_EXERCISE INSTRUCTIONS_.
Write each entry out again, exactly as it is written.

_EXTRACTED ENTRIES_.

PR #420, opened 2020-08-13
Fixes for learnr to external evaluator

nischalshrestha:
### Problems

When using the  "new" (commit >= bd29e0c145e36211c3f86987209c767c731a1abc) learnr against an "old" (commit: cf5fe34eaee039986596e1578bac0d5ffdb01d06) learnr _on the external evaluator_,  there are evaluator and feedback return   issues:

- the evaluator always returned four empty lines for every exercise. 
- the engine for R exercise needs to be capital "R" not "r"
- the `exercise$options$code` for some reason gets reused as exercise code instead of `exercise$code`, which causes the external server to always run the original exercise code (from knitr chunk) instead of the user code. 
- regular setup code will not work because the `exercise$setup` is always `NULL` since we now store all setup chunks in a `exercise$chunks` list.
- `exercise.checker` for new learnr caches function which causes issues on deserializing on external evaluator.

This is because the exercise structure for new learnr changed by: 1) forwarding all knitr options to evaluation, which causes a problem when sending some `exercise$options` fields like `eval` (produces for empty lines), and 2) `exercise.checker` was treated as a function when caching exercise.

### Fixes

- In `knitr-hooks.R`, removing the `exercise$eval` field fixes the empty lines issue, while removing `exercise$options$code` makes sure the old learnr executes user code, **NOT** original knitr chunk code.
- The `exercise$options$engine` will be removed on external evaluator (as both old learnr and new learnr do not directly use it).
- To fix regular setup* code for exercises, I added back an `exercise$setup` in `knitr-hooks.R` (another field for cache), which contains either `NULL` if there is not setup code, or a `character` containing all of the setup code required (newline separated). 
- `exercise.checker` for new learnr is back to being a character, so now all learnr versions will stick to this format.

*Note: this means that regular exercise setup will work, but chained will not, especially if there is non-R setup chunks.

You can test the solution by running `evaluator-tests.Rmd` learnr document and going through all tests in the tutorial.


R/utils.R
```diff
@@ -95,7 +95,7 @@ is_tags <- function(x) {
 }
 
 knitr_engine <- function(engine) {
-  tolower(engine %||% "r")
```
trestletech, line 98: It seems desirable to me to standardize on upper/lower. What's the motivation for this? 

Should external evaluators just be resilient to upper/lower case here?

R/knitr-hooks.R
```diff
@@ -277,10 +277,28 @@ install_knitr_hooks <- function() {
         check_chunk <- get_knitr_chunk(paste0(options$label, "-check"))
         solution <- get_knitr_chunk(paste0(options$label, "-solution"))
 
-        # remove class of "knitr_strict_list" so serializing works properly for external evaluators
+        # remove specific option fields and construct an exercise$setup to make old learnr on external evaluator server happy
+        # sending an eval field for options causes the 4 empty lines issue (https://github.com/rstudio/rmote/issues/36)
+        options$eval <- NULL
+        # `code` needs to be cleared since the original code of exercise seems to get used every time we evaluate exercise
+        # instead of using user code via `exercise$code`
+        options$code <- NULL
```
trestletech, line 285: Squashing these two options also feels like something we could consider doing in the external evaluator.

R/knitr-hooks.R
```diff
@@ -277,10 +277,28 @@ install_knitr_hooks <- function() {
...
+        # remove class of "knitr_strict_list" so (de)serializing works properly for external evaluators
         class(options) <- NULL
-
-        exercise_cache <- list(chunks = all_chunks,
+        # we collect all the setup code to make exercise compatible with old learnr
+        # note: this means that chained setup chunks will not work for non-R exercises
+        all_setup_code =
+          if (length(all_chunks) > 1) {
```
trestletech, line 291: I haven't seen this assignment via if/else construct before in R. Are we using that elsewhere in this repo?

If not, I think something like the following might be more familiar to R folks:

```r
all_setup_code <- NULL
if (length(all_chunks) > 1) {
  ...
  all_setup_code <- whatever
}
```

R/utils.R
nischalshrestha: Old learnr wanted a capital "R" for some reason when trying to execute exercise. You could have external evaluators handle this but my line of reasoning was, this function is used as part of setting up the structure initially, and doesn't break new learnr.

R/knitr-hooks.R
nischalshrestha: I would be open to moving this squashing logic in the external evaluator as it does seem odd to see from the learnr perspective.

R/utils.R
trestletech: I can get on board with that. I guess my argument would be that we should change `tolower` to `toupper` so that we're still standardized on a single case.

trestletech:
We discussed and the root of the problem here is that learnr recently attached arbitrary properties it gets from knitr to each exercise. It turns out that some of the properties cause problems when interacting with old learnrs in a remote evaluator. 

Given that these changes were recently introduced and we're basically just scrubbing a couple of known-problematic fields off of the exercise, this doesn't feel so out of place to me.

I vote we move forward with this approach but moving forward do some work to think about how we can better capture what structure an exercise is supposed to have so that others (e.g. remote evaluators) can confidently interact with them.

R/utils.R
nischalshrestha: Definitely. I'll try capital case and see if anything breaks, and if not, let's do `toupper`

nischalshrestha: Going back to standardize on lowercase engine, we will simply remove `exercise$options$engine` as both old and new learnr does not make use of it for evaluation purposes.

R/knitr-hooks.R
nischalshrestha: This is now squashed in the external evaluator not in learnr.

R/knitr-hooks.R
```diff
@@ -271,16 +271,27 @@ install_knitr_hooks <- function() {
...
 
         code_check_chunk <- get_knitr_chunk(paste0(options$label, "-code-check"))
         check_chunk <- get_knitr_chunk(paste0(options$label, "-check"))
         solution <- get_knitr_chunk(paste0(options$label, "-solution"))
 
-        # remove class of "knitr_strict_list" so serializing works properly for external evaluators
+        # remove class of "knitr_strict_list" so (de)serializing works properly for external evaluators
         class(options) <- NULL
+        # we collect all the setup code to make exercise compatible with old learnr
+        # note: this means that chained setup chunks will not work for non-R exercises
```
nischalshrestha, line 284:
```suggestion
        # note: this means that chained setup chunks will not work for non-R exercises
        # Remove this after v0.13 is released
```

trestletech (approved):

_WRITTEN REPLY_.
PR #420, opened 2020-08-13
Fixes for learnr to external evaluator

nischalshrestha:
### Problems

When using the  "new" (commit >= bd29e0c145e36211c3f86987209c767c731a1abc) learnr against an "old" (commit: cf5fe34eaee039986596e1578bac0d5ffdb01d06) learnr _on the external evaluator_,  there are evaluator and feedback return   issues:

- the evaluator always returned four empty lines for every exercise. 
- the engine for R exercise needs to be capital "R" not "r"
- the `exercise$options$code` for some reason gets reused as exercise code instead of `exercise$code`, which causes the external server to always run the original exercise code (from knitr chunk) instead of the user code. 
- regular setup code will not work because the `exercise$setup` is always `NULL` since we now store all setup chunks in a `exercise$chunks` list.
- `exercise.checker` for new learnr caches function which causes issues on deserializing on external evaluator.

This is because the exercise structure for new learnr changed by: 1) forwarding all knitr options to evaluation, which causes a problem when sending some `exercise$options` fields like `eval` (produces for empty lines), and 2) `exercise.checker` was treated as a function when caching exercise.

### Fixes

- In `knitr-hooks.R`, removing the `exercise$eval` field fixes the empty lines issue, while removing `exercise$options$code` makes sure the old learnr executes user code, **NOT** original knitr chunk code.
- The `exercise$options$engine` will be removed on external evaluator (as both old learnr and new learnr do not directly use it).
- To fix regular setup* code for exercises, I added back an `exercise$setup` in `knitr-hooks.R` (another field for cache), which contains either `NULL` if there is not setup code, or a `character` containing all of the setup code required (newline separated). 
- `exercise.checker` for new learnr is back to being a character, so now all learnr versions will stick to this format.

*Note: this means that regular exercise setup will work, but chained will not, especially if there is non-R setup chunks.

You can test the solution by running `evaluator-tests.Rmd` learnr document and going through all tests in the tutorial.


R/utils.R
```diff
@@ -95,7 +95,7 @@ is_tags <- function(x) {
 }
 
 knitr_engine <- function(engine) {
-  tolower(engine %||% "r")
```
trestletech, line 98: It seems desirable to me to standardize on upper/lower. What's the motivation for this? 

Should external evaluators just be resilient to upper/lower case here?

R/knitr-hooks.R
```diff
@@ -277,10 +277,28 @@ install_knitr_hooks <- function() {
         check_chunk <- get_knitr_chunk(paste0(options$label, "-check"))
         solution <- get_knitr_chunk(paste0(options$label, "-solution"))
 
-        # remove class of "knitr_strict_list" so serializing works properly for external evaluators
+        # remove specific option fields and construct an exercise$setup to make old learnr on external evaluator server happy
+        # sending an eval field for options causes the 4 empty lines issue (https://github.com/rstudio/rmote/issues/36)
+        options$eval <- NULL
+        # `code` needs to be cleared since the original code of exercise seems to get used every time we evaluate exercise
+        # instead of using user code via `exercise$code`
+        options$code <- NULL
```
trestletech, line 285: Squashing these two options also feels like something we could consider doing in the external evaluator.

R/knitr-hooks.R
```diff
@@ -277,10 +277,28 @@ install_knitr_hooks <- function() {
...
+        # remove class of "knitr_strict_list" so (de)serializing works properly for external evaluators
         class(options) <- NULL
-
-        exercise_cache <- list(chunks = all_chunks,
+        # we collect all the setup code to make exercise compatible with old learnr
+        # note: this means that chained setup chunks will not work for non-R exercises
+        all_setup_code =
+          if (length(all_chunks) > 1) {
```
trestletech, line 291: I haven't seen this assignment via if/else construct before in R. Are we using that elsewhere in this repo?

If not, I think something like the following might be more familiar to R folks:

```r
all_setup_code <- NULL
if (length(all_chunks) > 1) {
  ...
  all_setup_code <- whatever
}
```

R/utils.R
nischalshrestha: Old learnr wanted a capital "R" for some reason when trying to execute exercise. You could have external evaluators handle this but my line of reasoning was, this function is used as part of setting up the structure initially, and doesn't break new learnr.

R/knitr-hooks.R
nischalshrestha: I would be open to moving this squashing logic in the external evaluator as it does seem odd to see from the learnr perspective.

R/utils.R
trestletech: I can get on board with that. I guess my argument would be that we should change `tolower` to `toupper` so that we're still standardized on a single case.

trestletech:
We discussed and the root of the problem here is that learnr recently attached arbitrary properties it gets from knitr to each exercise. It turns out that some of the properties cause problems when interacting with old learnrs in a remote evaluator. 

Given that these changes were recently introduced and we're basically just scrubbing a couple of known-problematic fields off of the exercise, this doesn't feel so out of place to me.

I vote we move forward with this approach but moving forward do some work to think about how we can better capture what structure an exercise is supposed to have so that others (e.g. remote evaluators) can confidently interact with them.

R/utils.R
nischalshrestha: Definitely. I'll try capital case and see if anything breaks, and if not, let's do `toupper`

nischalshrestha: Going back to standardize on lowercase engine, we will simply remove `exercise$options$engine` as both old and new learnr does not make use of it for evaluation purposes.

R/knitr-hooks.R
nischalshrestha: This is now squashed in the external evaluator not in learnr.

R/knitr-hooks.R
```diff
@@ -271,16 +271,27 @@ install_knitr_hooks <- function() {
...
 
         code_check_chunk <- get_knitr_chunk(paste0(options$label, "-code-check"))
         check_chunk <- get_knitr_chunk(paste0(options$label, "-check"))
         solution <- get_knitr_chunk(paste0(options$label, "-solution"))
 
-        # remove class of "knitr_strict_list" so serializing works properly for external evaluators
+        # remove class of "knitr_strict_list" so (de)serializing works properly for external evaluators
         class(options) <- NULL
+        # we collect all the setup code to make exercise compatible with old learnr
+        # note: this means that chained setup chunks will not work for non-R exercises
```
nischalshrestha, line 284:
```suggestion
        # note: this means that chained setup chunks will not work for non-R exercises
        # Remove this after v0.13 is released
```

trestletech (approved):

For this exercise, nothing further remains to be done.